[Collected data entries]

PR #1232, opened 2017-01-06
Use stdout instead of stderr for rollup-watch non errors

porsager:
This makes it more easy for users and libraries using rollup-watch to react accordingly to rollup-watch output.


Rich-Harris:
Thanks — I was under the impression that stdout was only meant to be used for output, and any logging or diagnostics (whether info, warnings or errors etc) belonged to stderr. Can you elaborate on why this is needed?

porsager:
I'm pretty sure the intention is to keep info, diagnostics etc. in stdout and errors in stderr. There's a more thorough article on it here:
http://www.jstorimer.com/blogs/workingwithcode/7766119-when-to-use-stderr-instead-of-stdout

For instance in my specific use case I would like to listen to stdout and stderr from rollup-watch to show appropriate notifications to the user (so they don't have to watch the terminal). If everything comes as stderr I won't know when to show a big error notification or a small "done bundling" notification.

Rich-Harris:
In the article,

> McIllroy specifically says that `stderr` is for diagnostic messages

— so I guess it's a question of what counts as a diagnostic message. I'd always thought of `stdout` as being for the actual *output* of a program (which doesn't really apply to anything in the case of a task the generates the same file repeatedly like rollup-watch), which wouldn't include lines like 'bundling...'.

I think what we really need here is more configurability. Maybe if there was an `oninfo` option?

porsager:
Yeah, you're right, if the program produces an output just like rollup without a destination then it should go to stdout. 

What I've seen done mostly for programs which main function isn't to produce an output (services) is to log to stdout and error to stderr, same reason console.log goes to stdout and console.error goes to stderr in node. I guess it's because I see rollup-watch as a service that runs rollup 😉 

I can't imagine a solution to output a bundle on stdout from rollup-watch would be that useful either. 

So an oninfo to define like `rollup -c --watch --oninfo stdout`? Or was it something else you had in mind?

Rich-Harris:
It'd be an option in the config file I think, same as `onwarn`:

```js
export default {
  entry: 'src/index.js',
  dest: 'bundle.js',
  format: 'cjs',
  oninfo: info => console.log( info.message )
};
```

porsager:
Hi.. Sorry for the late reply.

As far as i can tell onwarn isn't used for rollup-watch output currently.
If you'd like I can change the pull request to include onwarn and oninfo to work with rollup-watch, but maybe just making the silent flag work with rollup-watch is a better idea :)

olsonpm:
I would be super confused if warn deviated from [node's warn](https://nodejs.org/api/console.html#console_console_warn_data_args)

> The console.warn() function is an alias for console.error().

spectras:
As a sidenote, rollup's current behavior of defaulting to write its output to the standard output matches what is done on almost all text processing tools in the unix world. I believe it should remain this way, because:
1) it's expected by most developers
2) it works well with the ecosystem. It allows standard chains like `rollup ..... | minify ..... | gzip -9 > output.js.gz`

porsager:
@spectras I certainly agree for that case, but this would only be for using rollup watch, where your example wouldn't work anyway 😉

ralfstx:
When running rollup from a build tool like grunt, stderr output will be marked as error:

screenshot

That doesn't look appropriate for a purely informational message. I'd agree that when the output goes to a file, the info messages should go to stdout. I'd expect this behavior as a default rather than having to configure it.

evocateur:
Tools that interpret `stderr` logging as "failure" without actually checking the process for a non-zero exit code are Doing It Wrong™. Logs aren't program output.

| What is being asked |
Scan the data above and report each line in which "agree" is present.

| Output below |
@spectras I certainly agree for that case, but this would only be for using rollup watch, where your example wouldn't work anyway 😉
That doesn't look appropriate for a purely informational message. I'd agree that when the output goes to a file, the info messages should go to stdout. I'd expect this behavior as a default rather than having to configure it.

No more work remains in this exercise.